1 Introduction

Heterogeneous Semantic Networks for Text Representation in Intelligent Search Engine EXACTUS

Ivan Smirnov

ivs@isa.ru 0

Ilya Tikhomirov

matandra@isa.ru 0 0 Institute for Systems Analysis of RAS , Moscow , Russia

The paper presents an approach to text representation for search tasks. Heterogeneous semantic networks are defined and their construction from natural language is described. The success of application of semantic networks in intelligent search engine is shown. When we talk about intelligent search, we mean 'understanding' a query and finding documents relevant to the query by meaning. To understand the meaning of a query and documents we should use some semantic model which allows us to semantically match a query with documents. Since we deal with natural language documents we should use an adequate text representation model to understand them. In our opinion, heterogeneous semantic networks are a good model for text representation in search tasks. Surely a query on natural language expresses the search request far better than simply a list of keywords does. That is why queries in the form of natural language discourse should be allowed in search engines. From this follows the necessity of semantic analysis of the query text itself and of the required documents. Below we give a definition for the heterogeneous semantic networks, describe linguistic procedures for constructing them and their usage in search, and discuss the experimental results.

1 Introduction

In the studies devoted to the methods for representing natural language constructions, one may distinguish between the problems of lеxiсаl/lеxiсо-semantiс level representation and those of semantic/pragmatic level representation [1][2]. (By semantics one usually means the interpretation of а natural language construction in some model, e.g. in а domain model; by pragmatics - changes in the model that are initiated by this construction). The first task includes morphologic and syntactic analysis, sometimes - semantic analysis that uses the results of the lower level analysis as well as dictionary and reference information in order to· construct а formalized representation of а natural language text.

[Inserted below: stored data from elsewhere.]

PR #174, opened 2019-05-08
Likwid instrumentor

sharkovsky:
This Pull Request introduces the possibility to use the [Likwid Marker API](https://github.com/RRZE-HPC/likwid/wiki/TutorialMarkerC) to instrument the code for profiling.

I had to introduce two significant changes:
1. `Findlikwid.cmake` to automatically discover Likwid;
2. Adding `init_profile` and `finalize_profile` to the `Instrumentor`'s API, because Likwid requires special init and finalize functions to be called before any memory allocation is done.


coreneuron/nrniv/profiler_interface.h
```diff
@@ -37,6 +41,12 @@ struct Instrumentor {
     inline static void stop_profile() {
         std::initializer_list<int>{(TProfilerImpl::stop_profile(), 0)...};
     }
+    inline static void init_profile() {
```
tristan0x: The `Instrumentor` static methods are missing documentation. I might be mistaken but it seems to me that `start_profile` static function serves the same purpose than the new `init_profile`, same for `stop_profile` / `finalize_profile`.

CMake/packages/Findlikwid.cmake
```diff
@@ -0,0 +1,18 @@
+# from git@github.com:PolyJIT/polli.git
```
tristan0x: This CMake module doesn't follow the _standards_ [requirements](https://cmake.org/cmake/help/latest/manual/cmake-developer.7.html#find-modules)

This module is also missing documentation in prelude that details the list of variables defined. I also recommend using the [find_package_handle_standard_args ](https://cmake.org/cmake/help/latest/module/FindPackageHandleStandardArgs.html) CMake function to take care of most things.

You can take inspiration from supported modules in CMake install directory.

CMakeLists.txt
```diff
@@ -195,6 +196,13 @@ if(ENABLE_CALIPER)
     endif()
 endif(ENABLE_CALIPER)
 
+# Code instrumentation
+if(ENABLE_LIKWID)
+    find_package(likwid REQUIRED)
+    include_directories(${LIKWID_INCLUDE_DIR})
```
tristan0x: The macro should be prefixe by `CORENEURON_` to avoid possible collision.

apps/coreneuron.cpp
```diff
@@ -27,7 +27,10 @@ THE POSSIBILITY OF SUCH DAMAGE.
 */
 
 #include <coreneuron/enginemech.h>
+#include "coreneuron/nrniv/profiler_interface.h"
 
 int main(int argc, char** argv) {
-    return solve_core(argc, argv);
+    coreneuron::Instrumentor::init_profile();
+    solve_core(argc, argv);
```
tristan0x: the `main` function should return what the `solve_core` function returns.

coreneuron/nrniv/profiler_interface.h
sharkovsky: Could you please take a look at c4c7a4f538baef7317eb7de4ee6250f47fa6047a?

apps/coreneuron.cpp
sharkovsky: Should be solved by 45a48f64aa4640131ac94ce21eec8f1919bd5559

CMakeLists.txt
sharkovsky: could you please take a look at 3f280985ac66b40f152a558dcee97d374c40be42?

CMake/packages/Findlikwid.cmake
sharkovsky: could you please take a look at 3f280985ac66b40f152a558dcee97d374c40be42?

CMakeLists.txt
tristan0x: That is very good! Thank you.
Please apply `cmake-format` utility (I think the variables list in the comments should be prefixed with '*' to prevent being reformated)

apps/coreneuron.cpp
tristan0x: Thank you!

coreneuron/nrniv/profiler_interface.h
tristan0x: This commit is amazing! Thank you so much for improving this.

CMakeLists.txt
ohm314: We currently don't use `cmake-format` in this repository. So, I think this is quite alright with the latest changes :)

coreneuron/nrniv/profiler_interface.h
```diff
@@ -106,6 +209,42 @@ struct Tau {
...
+    inline static void start_profile() {};
+
+    inline static void stop_profile() {};
+
+    inline static void init_profile(){
+        LIKWID_MARKER_INIT;
+
+#pragma omp parallel
+        {
+            LIKWID_MARKER_THREADINIT;
```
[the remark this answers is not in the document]
sharkovsky: When threading is **enabled**:
    - you must call **both** `LIKWID_MARKER_INIT` and `LIKWID_MARKER_THREADINIT`.
When threading is **disabled**:
    - you can potentially call only `LIKWID_MARKER_INIT`, but I've confirmed with a simple test that calling also `LIKWID_MARKER_THREADINIT` does not seem to pose a problem.

CMakeLists.txt
tristan0x: That's fine then indeed.

PR #177, opened 2019-05-22
Fixing soname/install_name mac linking probs

ferdonline:
**Problem**
When creating libnrnmech in mac the subsequent link would bring part of
the original output dir into the link entry. That is because mac writes
all outpyt libname in the install_name (similar to soname). Further, to
be foundable via rpath, `@rpath` had to be in the name.

This patch fixes both issues and special-core now works in MAC


ferdonline:
retest this please

Issue #95, opened 2018-06-05
Streamlining exit on error procedures


fouriaux:
create_report_configuration can fail and raise error using abort(), this lead to an error not necessary easy to interpret from a normal user without a debugger.

this abort and potentially other ones must be replaced by proper error management.

tapaswenipathak:
Hi @fouriaux, if you have branch let me know otherwise I will PR.

pramodk:
@tapaswenipathak : I dont think we started anything on this. But I would keep this in queue for time being as we are going to change overall execution workflow soon.

tapaswenipathak:
Hi @pramodk, can I work on this or is this internal? I can create a draft PR for proper error management?

pramodk:
@tapaswenipathak : Sure. We should consider parallel aspects while error handling (i.e. MPI executions). I haven't thought about this in detail but if you already thinking about this / some abstraction, let me know how.

tapaswenipathak:
@pramodk Can I go ahead and implement https://github.com/gabime/spdlog? Do you have any package in mind which would work w/ MPI executions?

tapaswenipathak:
I just saw `coreneuron/scopmath_core/abort.cpp` file but `abort_run` is being used at very few places, should I implement that completely?

tapaswenipathak:
ping @pramodk, do you think I can enhance the PR? https://github.com/BlueBrain/CoreNeuron/pull/171, please let me know.

olupton:
See also: #316.

PR #180, opened 2019-06-17
Implement logging

tapaswenipathak:
Fix https://github.com/BlueBrain/CoreNeuron/issues/95.

- [ ] Run and write few test logs


coreneuron/logging/easylogging.h
```diff
@@ -0,0 +1,6663 @@
+//
```
ohm314: We don't favor simply including external libraries. Much better would be to add git submodules for such libraries

coreneuron/logging/logging.hpp
```diff
@@ -0,0 +1,477 @@
...
+#endif
+#include <string>
+using namespace std;
+
+#ifdef WITH_MPI
+  #include <sstream>
+  #include <mpi.h>
+#endif
+
+#include "CORENEURON/config.hpp"
```
ohm314: Not sure what this is referring to?

coreneuron/logging/logging.hpp
```diff
@@ -0,0 +1,477 @@
...
+    //! @{
+    static const string bold;
+    static const string underline;
+    //! @}
+
+    //! resets both, colour and style
+    static const string reset;
+};
+
+const string OUT::black = "\033[30m";
```
ohm314: Why would those assignments not be done inside the struct?

coreneuron/logging/logging.hpp
```diff
@@ -0,0 +1,477 @@
...
+  #define ML_CVLOG(verbose_level, logger_id, x) CVLOG(verbose_level, logger_id) << x
+
+  /**
+   * same as `CVLOG_IF(condition, verbosity, logger, x)` from easylogging++
+   *
+   * @see @ref logging_macros
+   */
+  #define ML_CVLOG_IF(condition, verbose_level, logger_id, x) CVLOG_IF(condition, verbose_level, logger_id) << x
+#else
+  #define ML_LOG(level, x)
```
ohm314: I see here and further below that in your implementation (maybe that's the easylogging way to do it) you heavily rely on macros. I think that's a bad idea. We are trying to modernize this code, moving away from macros and defines as possible. C++ offers other, more powerful and flexible features to build and use APIs.

coreneuron/logging/logging.hpp
```diff
@@ -0,0 +1,477 @@
...
+ *
+ * @see CORENEURON::log::add_custom_logger()
+ */
+#define LOGGER_ID_LENGTH 10
+
+
+namespace CORENEURON
+{
+  /**
+   * Logging facilities for CORENEURONT++.
```
ohm314: I'm a bit puzzled about this naming?

coreneuron/logging/mpi_communicator_impl.hpp
```diff
@@ -0,0 +1,165 @@
+#include "coreneuron/mpi_communicator.hpp"
+
+#include "coreneuron/logging.hpp"
+
+
+namespace coreneuron
+{
+  namespace mpi
```
ohm314: As in many other places in this PR it's not entirely clear where your choice comes from and what this particular change is there for. There is a lot of documentation / commenting missing

coreneuron/nrniv/main1.cpp
```diff
@@ -437,9 +439,7 @@ extern "C" int run_solve_core(int argc, char** argv) {
         double tstop = nrnopt_get_dbl("--tstop");
 
         if (tstop < t && nrnmpi_myid == 0) {
-            printf("Error: Stop time (%lf) < Start time (%lf), restoring from checkpoint? \n",
-                   tstop, t);
-            abort();
+            ML_LOG(ERROR, "Error: Stop time" << tstop << "Start time" << "restoring from checkpoint? \n";
```
ohm314: This code cannot have been compiled. The line above could not compile, I believe.

coreneuron/nrniv/tqueue.cpp
```diff
@@ -518,8 +518,8 @@ void splay(SPBLK* n, SPTREE* q) {
 #ifdef DEBUG
     if (q->root != prev) {
         /*	fprintf(stderr, " *** bug in splay: n not in q *** " ); */
-        abort();
-    }
+        ML_LOG(FATAL, "fatal error");
+		}
```
ohm314: bad indenting...

coreneuron/nrnmpi/nrnmpi.cpp
```diff
@@ -198,7 +198,7 @@ void nrn_abort(int errcode) {
     } else
 #endif
     {
-        abort();
+			ML_LOG(FATAL, "fatal error");
```
ohm314: The program will still need to be aborted.

tapaswenipathak:
Thanks for all the review comments @ohm314, there is a lot of writing fixes I should do, my target would be finishing this by end of day.

tapaswenipathak:
Thanks for all the review comments @ohm314, there is a lot of writing fixes I should do, my target would be finishing this out in a day.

Semantic level implies not оn1у linguistic, but also logica1 relations between language objects to be represented [3]. Among the approaches to semantic level understanding of а text one should mention the models of ‘Meaning-Text’ type, preference semantics models [4], and conceptual dependence model [5]. The ‘Meaning-Text’ model proposes а semantic representation based on a semantic graph and description of text communicative structure.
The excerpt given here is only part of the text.